» **TASK OBJECTIVE**
Among the entries, find the lines with the string "configured" and report them.
= = =
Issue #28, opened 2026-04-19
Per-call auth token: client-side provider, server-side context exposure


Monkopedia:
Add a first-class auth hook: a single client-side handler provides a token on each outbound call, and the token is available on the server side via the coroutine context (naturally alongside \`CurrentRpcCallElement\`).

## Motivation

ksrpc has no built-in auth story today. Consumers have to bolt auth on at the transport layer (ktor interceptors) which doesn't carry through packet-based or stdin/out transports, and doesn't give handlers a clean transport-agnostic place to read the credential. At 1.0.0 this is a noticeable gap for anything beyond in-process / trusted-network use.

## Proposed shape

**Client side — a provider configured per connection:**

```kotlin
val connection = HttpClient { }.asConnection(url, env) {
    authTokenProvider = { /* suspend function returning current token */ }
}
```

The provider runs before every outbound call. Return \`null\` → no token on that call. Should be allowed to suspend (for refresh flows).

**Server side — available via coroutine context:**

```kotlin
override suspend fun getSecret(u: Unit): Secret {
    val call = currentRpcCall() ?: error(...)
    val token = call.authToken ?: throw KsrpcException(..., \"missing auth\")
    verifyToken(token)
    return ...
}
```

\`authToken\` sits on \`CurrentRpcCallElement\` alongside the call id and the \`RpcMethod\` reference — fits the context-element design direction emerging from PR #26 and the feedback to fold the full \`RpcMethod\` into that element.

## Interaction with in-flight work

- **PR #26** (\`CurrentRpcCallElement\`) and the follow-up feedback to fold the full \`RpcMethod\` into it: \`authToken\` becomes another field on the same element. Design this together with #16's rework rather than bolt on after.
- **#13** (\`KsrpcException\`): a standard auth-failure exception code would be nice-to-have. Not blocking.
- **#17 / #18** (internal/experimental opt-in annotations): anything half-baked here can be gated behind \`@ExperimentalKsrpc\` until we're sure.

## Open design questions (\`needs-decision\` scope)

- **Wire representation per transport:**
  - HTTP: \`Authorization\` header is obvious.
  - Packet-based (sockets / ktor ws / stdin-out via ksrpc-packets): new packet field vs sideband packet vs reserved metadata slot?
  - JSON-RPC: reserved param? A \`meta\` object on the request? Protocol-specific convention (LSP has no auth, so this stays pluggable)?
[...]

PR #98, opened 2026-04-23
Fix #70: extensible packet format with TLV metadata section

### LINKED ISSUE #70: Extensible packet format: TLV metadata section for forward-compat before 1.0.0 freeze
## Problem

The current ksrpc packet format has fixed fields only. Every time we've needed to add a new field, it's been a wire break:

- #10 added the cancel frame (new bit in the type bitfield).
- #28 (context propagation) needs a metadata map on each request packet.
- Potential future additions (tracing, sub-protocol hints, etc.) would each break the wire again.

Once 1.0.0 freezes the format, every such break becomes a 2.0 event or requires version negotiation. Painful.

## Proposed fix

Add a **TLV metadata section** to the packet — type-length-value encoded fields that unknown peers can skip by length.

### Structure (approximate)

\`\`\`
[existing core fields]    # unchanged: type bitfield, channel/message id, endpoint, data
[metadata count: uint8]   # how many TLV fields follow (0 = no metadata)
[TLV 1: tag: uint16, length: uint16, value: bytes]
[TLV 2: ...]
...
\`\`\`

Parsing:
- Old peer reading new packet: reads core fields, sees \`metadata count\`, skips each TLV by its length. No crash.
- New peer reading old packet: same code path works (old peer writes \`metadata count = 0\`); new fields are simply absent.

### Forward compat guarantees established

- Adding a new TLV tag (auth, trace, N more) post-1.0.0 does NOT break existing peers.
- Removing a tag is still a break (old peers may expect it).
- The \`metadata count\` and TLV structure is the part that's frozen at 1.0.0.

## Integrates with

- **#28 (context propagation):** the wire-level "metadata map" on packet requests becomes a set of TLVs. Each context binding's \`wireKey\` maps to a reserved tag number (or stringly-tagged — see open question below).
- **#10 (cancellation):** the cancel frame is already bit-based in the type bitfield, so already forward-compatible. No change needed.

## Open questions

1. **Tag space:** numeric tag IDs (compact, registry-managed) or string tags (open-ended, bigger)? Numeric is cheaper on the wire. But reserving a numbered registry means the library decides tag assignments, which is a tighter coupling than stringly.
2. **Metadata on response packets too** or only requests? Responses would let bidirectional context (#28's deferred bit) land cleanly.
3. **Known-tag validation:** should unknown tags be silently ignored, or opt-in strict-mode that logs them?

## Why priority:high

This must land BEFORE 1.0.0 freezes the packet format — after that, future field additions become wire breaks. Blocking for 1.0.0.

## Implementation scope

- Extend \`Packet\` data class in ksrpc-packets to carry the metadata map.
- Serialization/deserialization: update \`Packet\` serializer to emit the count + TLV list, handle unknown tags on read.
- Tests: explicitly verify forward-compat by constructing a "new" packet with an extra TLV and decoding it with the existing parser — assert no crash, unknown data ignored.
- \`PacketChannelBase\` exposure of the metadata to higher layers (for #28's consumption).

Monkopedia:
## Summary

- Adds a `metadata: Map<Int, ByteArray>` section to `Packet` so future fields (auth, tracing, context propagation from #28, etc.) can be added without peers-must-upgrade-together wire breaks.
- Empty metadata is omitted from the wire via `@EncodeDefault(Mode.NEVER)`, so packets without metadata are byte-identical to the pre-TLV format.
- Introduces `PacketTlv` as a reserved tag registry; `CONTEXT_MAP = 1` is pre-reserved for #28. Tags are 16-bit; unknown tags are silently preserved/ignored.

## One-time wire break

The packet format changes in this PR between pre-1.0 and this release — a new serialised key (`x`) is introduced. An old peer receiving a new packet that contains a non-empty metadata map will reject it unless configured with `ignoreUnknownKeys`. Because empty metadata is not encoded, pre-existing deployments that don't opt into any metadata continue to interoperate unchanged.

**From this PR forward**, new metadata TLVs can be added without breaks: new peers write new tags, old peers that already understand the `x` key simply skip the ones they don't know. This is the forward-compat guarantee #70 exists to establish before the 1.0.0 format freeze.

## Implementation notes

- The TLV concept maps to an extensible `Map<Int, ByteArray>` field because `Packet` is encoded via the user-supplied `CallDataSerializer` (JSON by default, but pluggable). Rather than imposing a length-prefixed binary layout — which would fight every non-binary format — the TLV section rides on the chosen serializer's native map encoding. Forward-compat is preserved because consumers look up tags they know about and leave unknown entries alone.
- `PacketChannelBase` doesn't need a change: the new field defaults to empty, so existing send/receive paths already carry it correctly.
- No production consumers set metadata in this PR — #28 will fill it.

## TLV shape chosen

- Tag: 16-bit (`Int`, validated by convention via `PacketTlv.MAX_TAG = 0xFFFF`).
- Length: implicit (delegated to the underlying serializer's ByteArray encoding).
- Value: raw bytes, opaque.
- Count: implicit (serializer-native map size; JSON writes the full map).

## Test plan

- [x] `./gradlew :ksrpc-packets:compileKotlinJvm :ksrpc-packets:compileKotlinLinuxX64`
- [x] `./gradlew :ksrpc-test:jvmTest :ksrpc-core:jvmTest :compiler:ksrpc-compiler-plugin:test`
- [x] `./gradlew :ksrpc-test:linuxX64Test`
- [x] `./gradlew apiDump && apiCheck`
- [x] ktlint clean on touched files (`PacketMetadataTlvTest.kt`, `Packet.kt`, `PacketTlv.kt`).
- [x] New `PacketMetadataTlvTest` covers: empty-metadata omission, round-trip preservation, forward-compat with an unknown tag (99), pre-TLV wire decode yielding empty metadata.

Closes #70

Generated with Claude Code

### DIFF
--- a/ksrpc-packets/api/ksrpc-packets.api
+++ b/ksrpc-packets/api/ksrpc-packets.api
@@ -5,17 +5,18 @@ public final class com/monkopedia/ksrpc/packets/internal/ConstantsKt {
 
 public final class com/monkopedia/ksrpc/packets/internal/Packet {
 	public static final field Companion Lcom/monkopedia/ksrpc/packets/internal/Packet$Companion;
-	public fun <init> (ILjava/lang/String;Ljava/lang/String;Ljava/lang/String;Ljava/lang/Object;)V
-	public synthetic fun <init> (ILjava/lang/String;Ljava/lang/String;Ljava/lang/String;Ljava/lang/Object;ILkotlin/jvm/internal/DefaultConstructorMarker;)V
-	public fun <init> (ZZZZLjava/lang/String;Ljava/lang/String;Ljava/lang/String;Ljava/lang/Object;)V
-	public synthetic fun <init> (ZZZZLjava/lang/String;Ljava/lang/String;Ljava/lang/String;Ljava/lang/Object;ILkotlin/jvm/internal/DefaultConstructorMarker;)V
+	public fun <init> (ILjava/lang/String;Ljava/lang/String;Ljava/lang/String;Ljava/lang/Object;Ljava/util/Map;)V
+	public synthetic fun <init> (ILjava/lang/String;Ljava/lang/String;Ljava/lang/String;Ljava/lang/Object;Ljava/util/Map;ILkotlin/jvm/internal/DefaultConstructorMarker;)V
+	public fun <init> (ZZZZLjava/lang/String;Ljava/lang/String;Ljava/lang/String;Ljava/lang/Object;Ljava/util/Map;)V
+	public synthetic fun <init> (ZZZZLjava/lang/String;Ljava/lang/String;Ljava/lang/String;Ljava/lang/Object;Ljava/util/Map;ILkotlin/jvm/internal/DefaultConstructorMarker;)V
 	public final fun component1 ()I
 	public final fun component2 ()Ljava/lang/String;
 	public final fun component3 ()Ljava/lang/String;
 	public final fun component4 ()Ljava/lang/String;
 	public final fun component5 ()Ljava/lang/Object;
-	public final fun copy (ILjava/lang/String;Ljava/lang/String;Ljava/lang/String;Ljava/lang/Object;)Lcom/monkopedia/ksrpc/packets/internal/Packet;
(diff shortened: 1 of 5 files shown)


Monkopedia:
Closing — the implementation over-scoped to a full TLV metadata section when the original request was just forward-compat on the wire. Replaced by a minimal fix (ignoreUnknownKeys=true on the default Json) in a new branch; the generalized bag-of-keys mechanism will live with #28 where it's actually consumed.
= = =
» **ANSWER SECTION**
**Client side — a provider configured per connection:**
The packet format changes in this PR between pre-1.0 and this release — a new serialised key (`x`) is introduced. An old peer receiving a new packet that contains a non-empty metadata map will reject it unless configured with `ignoreUnknownKeys`. Because empty metadata is not encoded, pre-existing deployments that don't opt into any metadata continue to interoperate unchanged.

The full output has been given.